Activity: In the records below, some lines hold the word "clicking". Copy each of those lines.

Data excerpts:
PR #3034, opened 2025-10-31
introduce an automation for GHA runner version update

mblaze-da:
This introduces a new workflow that will fire roughly once every two weeks. It will update the version of the GHA runner base image that is used to build `splice-test-docker-runner` and `splice-test-runner-hook` images.

The shell script was tested locally. I'm not sure though if the whole solution is correct but I don't know how to test the actual workflow without creating it.

### DIFF
--- a/scripts/bump-gha-runner-version.sh
+++ b/scripts/bump-gha-runner-version.sh
@@ -13,9 +13,10 @@ runner_version=$(
   | sed 's/^v//' # remove the 'v' prefix
 )
 
+# gets the multiplatform image digest
 runner_digest=$(
-  docker manifest inspect "ghcr.io/actions/actions-runner:${runner_version}" \
-  | jq -r '.manifests[] | select(.platform.architecture == "amd64") | .digest'
+  docker buildx imagetools inspect "ghcr.io/actions/actions-runner:${runner_version}" \
+  | yq '.Digest'
 )
 
 docker_runner_file="${SPLICE_ROOT}/cluster/images/splice-test-docker-runner/Dockerfile"


.github/workflows/bump_gha_runner_version.yml
```diff
@@ -0,0 +1,24 @@
+name: Bump GHA runner version (WIP)
+on:
+  # schedule:
+  #   - cron: '30 6 1,15 * *'  # Monthly on the 1st and 15th at 06:30
+  workflow_dispatch:
+
+jobs:
+  bump_gha_runner_version:
```
martinflorian-da, line 8: Do we get notified if this fails? Not 100% sure but I think you need some more boilerplate for that...

S.a.: https://github.com/hyperledger-labs/splice/blob/92d74d52a21095ffb5e6779b608a6a3ad3e10885/.github/actions/tests/failure_notifications/action.yml#L1

martinflorian-da: (Unless it's super annoying to add, let's add notifications; we're very likely to not notice this getting hard broken otherwise.)

scripts/bump-gha-runner-version.sh
```diff
@@ -0,0 +1,46 @@
...
+
+if git diff --exit-code --quiet "${docker_runner_file}" "${runner_hook_file}"; then
+  echo "GHA runner version is up to date."
+  exit 0
+fi
+
+git add --all
+updated_branch="gha-runner-version-bump-$(date +%Y-%m-%d)"
+git switch -c "${updated_branch}"
+git commit -m "[static] bump GHA runner version to the latest (auto-generated)" -s
```
martinflorian-da, line 44: Is "build docker images" part of `[static]`?

If not we might want to either:

- add that (follow-up PR?)
- do a docker-build here on (only) `splice-test-docker-runner`?

I think I like the second option more (we change images ~rarely and when we do we typically also do full cluster tests which do build docker images), assuming that 1. we can do that without forcing a full splice build ( :crossed_fingers: ) and 2. we get notifications and a [failures board](https://github.com/orgs/DACH-NY/projects/48) entry in case this flow fails (see my other comment).

isegall-da:
> > > The shell script was tested locally. I'm not sure though if the whole solution is correct but I don't know how to test the actual workflow without creating it.
> > 
> > 
> > I think you could temporarily remove the schedule and manually trigger the action from the UI to see that it works as expected, no?
> 
> Can't you also trigger a GHA run from a branch? We do that for CircleCI runs all the time. But clicking around [with your branch](https://github.com/hyperledger-labs/splice/actions?query=branch%3Amblaze-da%2Fgha-runner-version-updater) the new workflow doesn't seem to show up, sad. @isegall-da do you know of a good way to test this without merging to main first? (Which I'm not against here, for the record, just seems nicer if we can have a feedback loop that doesn't involve merging a PR.)

I think you need to add `on: dispatch` or something like that to the worklow to make it runnable directly (probably imprecise wording, I'm commuting)

.github/workflows/bump_gha_runner_version.yml
mblaze-da: I've copied the job from other workflows. I hope it works.

scripts/bump-gha-runner-version.sh
mblaze-da: Good idea! I've added explicit `docker-build` for these two images.

isegall-da:
> > > > > > The shell script was tested locally. I'm not sure though if the whole solution is correct but I don't know how to test the actual workflow without creating it.
> > > > > 
> > > > > 
> > > > > I think you could temporarily remove the schedule and manually trigger the action from the UI to see that it works as expected, no?
> > > > 
> > > > 
> > > > Can't you also trigger a GHA run from a branch? We do that for CircleCI runs all the time. But clicking around [with your branch](https://github.com/hyperledger-labs/splice/actions?query=branch%3Amblaze-da%2Fgha-runner-version-updater) the new workflow doesn't seem to show up, sad. @isegall-da do you know of a good way to test this without merging to main first? (Which I'm not against here, for the record, just seems nicer if we can have a feedback loop that doesn't involve merging a PR.)
> > > 
> > > 
> > > I think you need to add `on: dispatch` or something like that to the worklow to make it runnable directly (probably imprecise wording, I'm commuting)
> > 
> > 
> > I was close, it's `on: workflow_dispatch` see [here](https://docs.github.com/en/actions/reference/workflows-and-actions/events-that-trigger-workflows#workflow_dispatch)
> 
> @isegall-da I do have this configured and I'm still not able to trigger it through `gh workflow run`. It is not listed as a workflow. I think the problem is something that they mentioned in a note under the doc you've linked:
> 
> > This event will only trigger a workflow run if the workflow file exists on the default branch.
> 
> So it seems that I need some form of dummy definition for a workflow on `main` for it to be runnable from other branches. So I guess testing changes to existing workflows can be done easily but for new workflows it requires some prior changes on `main`.

Argh, that's annoying. Oh, well, seems like "merge to main and test there" is the answer.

Answer space:
> Can't you also trigger a GHA run from a branch? We do that for CircleCI runs all the time. But clicking around [with your branch](https://github.com/hyperledger-labs/splice/actions?query=branch%3Amblaze-da%2Fgha-runner-version-updater) the new workflow doesn't seem to show up, sad. @isegall-da do you know of a good way to test this without merging to main first? (Which I'm not against here, for the record, just seems nicer if we can have a feedback loop that doesn't involve merging a PR.)
> > > > Can't you also trigger a GHA run from a branch? We do that for CircleCI runs all the time. But clicking around [with your branch](https://github.com/hyperledger-labs/splice/actions?query=branch%3Amblaze-da%2Fgha-runner-version-updater) the new workflow doesn't seem to show up, sad. @isegall-da do you know of a good way to test this without merging to main first? (Which I'm not against here, for the record, just seems nicer if we can have a feedback loop that doesn't involve merging a PR.)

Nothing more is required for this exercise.